YOUR GOAL: Your answer should consist of the listing, repeated exactly.

EXERCISE MATERIALS:
----
PR #5348, opened 2026-08-24
Add Surplus Intelligence provider with sync module

KTibow:
## What

Adds **Surplus Intelligence** (`surplus-intelligence`) — an OpenAI-compatible open marketplace for AI inference at `https://api.surplusintelligence.ai/v1` that routes each request to the cheapest seller currently offering the model — as a synced aggregator provider with 184 text chat models, plus 17 new lab metadata files under `models/` for previously missing canonical targets.

## Why no `[cost]`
----
RESPONSE TO THE TASK:
PR #5348, opened 2026-08-24
Add Surplus Intelligence provider with sync module

KTibow:
## What

Adds **Surplus Intelligence** (`surplus-intelligence`) — an OpenAI-compatible open marketplace for AI inference at `https://api.surplusintelligence.ai/v1` that routes each request to the cheapest seller currently offering the model — as a synced aggregator provider with 184 text chat models, plus 17 new lab metadata files under `models/` for previously missing canonical targets.

## Why no `[cost]`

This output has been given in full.